- _Task description_:
Repeat exactly, please, the lines that begin at the start of the listing and end at the line holding "--- a/discord/ext/commands/bot.py".

- _Entries supplied_:
PR #855, opened 2017-10-17
Implement custom help category names

Gorialis:
This PR allows cogs to have custom category names when they appear in help.

For example:
```py
class MyClassName:
    __category_name = "Cool Commands"
    ...
```
produces default help like the following:
```
Description

Cool Commands:
  smile   :)
​No Category:
  help    Shows this message.

Type ?help command for more info on a command.
You can also type ?help category for more info on a category.
```

~~Main issue with this impl:~~
- ~~`?help category` no longer works on renamed categories (they still work on non-renamed); you must know the cog's actual name and it isn't displayed~~
    - ~~To search this would require a cache or an O(n) lookup every time the help command is used~~
    - ~~Multiple cogs sharing a category name would present even more problems~~

### DIFF
--- a/discord/ext/commands/bot.py
+++ b/discord/ext/commands/bot.py
@@ -109,8 +109,15 @@ def _default_help_command(ctx, *commands : str):
         command = None
         if name in bot.cogs:
             command = bot.cogs[name]
+        elif name in bot.all_commands:
+            command = bot.all_commands[name]
         else:
-            command = bot.all_commands.get(name)
+            for cog in bot.cogs.values():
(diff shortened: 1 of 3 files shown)


Gorialis:
I've added in an O(n) lookup for category names now (with the assembly of the command list being slow enough anyway this shouldn't make too much difference).
This will still break if multiple cogs use the exact same custom name, but this also breaks if you load two cogs with the same class name anyway, and attempting to prevent that is probably more effort than it's worth.

NCPlayz:
Nice! Was waiting for this to happen 😃

PR #4047, opened 2020-04-29
Fix `Guild.edit` suppressing `NotificationLevel` when editing

XuaTheGrate:
### Summary

Fixes a bug where passing a `NotificationLevel` into `Guild.edit` caused it to be suppressed.
This is due to `NotificationLevel` being an invalid argument to `int()`.

### Checklist

- [x] This PR fixes an issue.


Rapptz:
The other way to fix this would be to add `__int__` to the enum I feel. Would result in a smaller diff and wouldn't break users.

PR #4050, opened 2020-05-01
Documentation: Fix color properties being displayed as methods

kittenswolf:
### Summary

Currently, the documentation makes it look like the aliases for `color` and `colour` are methods. However, that is not the case and this PR fixes this.

### Checklist

- [ ] This PR fixes an issue.


Jekabs123:
> There is an alias for colour named meth.

 Hmmm

Issue #4051, opened 2020-05-01
Custom status not working


ldare373:
Hi, I am having some issues with setting a custom status for my bot. I have tried the following in on_ready()

`await client.change_presence(activity=discord.Activity(type=discord.ActivityType.playing, name="status"))`
Sets the status to "Playing status"

`await client.change_presence(activity=discord.Activity(type=discord.ActivityType.listening, name="status"))`
Sets the status to "Listening to status"

But `await client.change_presence(activity=discord.Activity(type=discord.ActivityType.custom, name="status"))`
Does not set a status.

Am I  doing something wrong?

Thanks in advance, Ldare373

webkaiyo:
Bots cannot have custom status.

helish88:
`# Setting `Playing ` status
await bot.change_presence(activity=discord.Game(name="a game"))

# Setting `Streaming ` status
await bot.change_presence(activity=discord.Streaming(name="My Stream", url=my_twitch_url))

# Setting `Listening ` status
await bot.change_presence(activity=discord.Activity(type=discord.ActivityType.listening, name="a song"))

# Setting `Watching ` status
await bot.change_presence(activity=discord.Activity(type=discord.ActivityType.watching, name="a movie"))`

ldare373:
Is there a reason they cannot have a custom status, or is is just not added yet?

Vexs:
Discord disallows bots to have a custom status. Watching/playing/etc statuses are the only ones allowed.

Issue #4049, opened 2020-04-30
Error when setting emoji in the CustomActivity


FightMan01:
### Summary

I'm trying to set a custom activity and getting an error.

### Reproduction Steps

```py
            cs = discord.CustomActivity(name="Custom status lol :P", emoji=discord.PartialEmoji(name='🤔'))
            await self.client.change_presence(activity=cs)
```

### Expected Results

The status will be set.

### Actual Results

First try with PartialEmoji (as seen in the docs):
```
Traceback (most recent call last):
  File "/Users/nemetharon/Desktop/FightMan01_bot/1.2.3/cogs/status.py", line 30, in on_status_ready
    cs = discord.CustomActivity(name="Custom status lol :P", emoji=discord.PartialEmoji(name='🤔'))
  File "/Library/Frameworks/Python.framework/Versions/3.8/lib/python3.8/site-packages/discord/activity.py", line 696, in __init__
    self.emoji = PartialEmoji.from_dict(emoji)
  File "/Library/Frameworks/Python.framework/Versions/3.8/lib/python3.8/site-packages/discord/partial_emoji.py", line 80, in from_dict
    return cls(animated=data.get('animated', False), id=data.get('id'), name=data.get('name'))
AttributeError: 'PartialEmoji' object has no attribute 'get'
```

Second try with a simple string:
```
Traceback (most recent call last):
  File "/Users/nemetharon/Desktop/FightMan01_bot/1.2.3/cogs/status.py", line 30, in on_status_ready
    cs = discord.CustomActivity(name="Custom status lol :P", emoji='🤔')
  File "/Library/Frameworks/Python.framework/Versions/3.8/lib/python3.8/site-packages/discord/activity.py", line 696, in __init__
    self.emoji = PartialEmoji.from_dict(emoji)
  File "/Library/Frameworks/Python.framework/Versions/3.8/lib/python3.8/site-packages/discord/partial_emoji.py", line 80, in from_dict
    return cls(animated=data.get('animated', False), id=data.get('id'), name=data.get('name'))
AttributeError: 'str' object has no attribute 'get'
```

### Checklist

- [x] I have searched the open issues for duplicates.
- [x] I have shown the entire traceback, if possible.
- [x] I have removed my token from display, if visible.

### System Information

- Python v3.8.2-final
- discord.py v1.3.3-final
- aiohttp v3.6.2
- websockets v6.0
[...]

Issue #2550, opened 2020-02-03
CustomActivity


jtrenaud1s:
When setting the client's (bot) presence to an Activity with type custom and a name, the presence is blank on the discord server, even though it looks to me like discord's added the api, and it's written in discord.py. Listening works fine, changing discord.ActivityType.listening to custom just makes the existing presence text disappear on discord.

numbermaniac:
I don't believe custom statuses for bots are supported yet.

> * Note that as of now, bots cannot send custom activities yet.

https://discordpy.readthedocs.io/en/latest/whats_new.html#v1-3-0

Harmon758:
Duplicate of #2400

Issue #2400, opened 2019-10-27
Custom Statuses


ThePiGuy24:
### The Problem

What I want is a way to set custom statuses as the feature has been added for users recently

### The Ideal Solution

Ideal solution would be using something like `client.change_presence(activity=discord.CustomStatus(status))`

### The Current Solution

None

### Summary

Just add or suggest some way to set custom statuses without the "Playing ...", "Watching ... " or "Streaming ..."

Rapptz:
The fields in the presence payload that actually give the custom status text are ignored for bots. 

Until the payload for it is finalized it's not going to be added. See here https://github.com/discordapp/discord-api-docs/issues/1160 for tracking it on the Discord side.

Shrubhog:
:tada: https://github.com/discordapp/discord-api-docs/issues/1160 was closed in https://github.com/discordapp/discord-api-docs/pull/1162!

LordBoos:
https://github.com/discordapp/discord-api-docs/issues/1160 was closed, can you check it and add the custom status to discord.py?

Harmon758:
Support for it should be coming soon.
> Custom status support is literally in my stash
I just have to pop it and that's it

\- [Danny, yesterday](https://discordapp.com/channels/336642139381301249/336642776609456130/646613363429736469)

MEXAHOTABOP:
https://discordapp.com/developers/docs/topics/gateway#activity-object-activity-types

> 4 | Custom | {emoji} {name} | ":smiley: I am cool"


this is it?

Phxntxm:
That is indeed what custom statuses are, if you were trying to inform others what it is though...I assure you Danny knows what custom statuses are, as the comment above yours showed he even has it ready in his stash.

MEXAHOTABOP:
sorry i dont know who is danny 

i just mention what this is appear in developer documentation but discordpy still not support this

MinerChAI:
> sorry i dont know who is danny
> 
> i just mention what this is appear in developer documentation but discordpy still not support this

Danny (aka Rapptz) is the creator of this lib lol

MEXAHOTABOP:
ok that makes sense

Harmon758:
This is likely delayed because:
> custom status [. . .] is gonna change in early 2020 apparently

\- [Danny, last Wednesday](https://discordapp.com/channels/336642139381301249/336642776609456130/656774207199510559)

Rapptz:
[...]

PR #4052, opened 2020-05-01
Note that bot accounts cannot set a CustomActivity

Vexs:
### Summary

This adds a doc note that bots cannot set a CustomActivity, a common misunderstanding seen in both the Discord and in #4051, #4049, #2550 and (kinda) #2400. 

Maybe clarifying as "customstatues are ignored" or similar might be better? 

### Checklist

- [ ] This PR fixes an issue.

### DIFF
--- a/discord/activity.py
+++ b/discord/activity.py
@@ -672,6 +672,10 @@ class CustomActivity(BaseActivity):
 
             Returns the custom status text.
 
+    .. note::
+
+        Bot accounts cannot currently set a CustomActivity as their presence.
+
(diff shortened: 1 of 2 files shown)


Rapptz:
The note is technically already present in `BaseActivity` though that has visibility issues.

>  Note that although these types are considered user-settable by the library,
    Discord typically ignores certain combinations of activity depending on
    what is currently set. This behaviour may change in the future so there are
    no guarantees on whether Discord will actually let you set these types.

- _Expected answer_:
PR #855, opened 2017-10-17
Implement custom help category names

Gorialis:
This PR allows cogs to have custom category names when they appear in help.

For example:
```py
class MyClassName:
    __category_name = "Cool Commands"
    ...
```
produces default help like the following:
```
Description

Cool Commands:
  smile   :)
​No Category:
  help    Shows this message.

Type ?help command for more info on a command.
You can also type ?help category for more info on a category.
```

~~Main issue with this impl:~~
- ~~`?help category` no longer works on renamed categories (they still work on non-renamed); you must know the cog's actual name and it isn't displayed~~
    - ~~To search this would require a cache or an O(n) lookup every time the help command is used~~
    - ~~Multiple cogs sharing a category name would present even more problems~~

### DIFF
--- a/discord/ext/commands/bot.py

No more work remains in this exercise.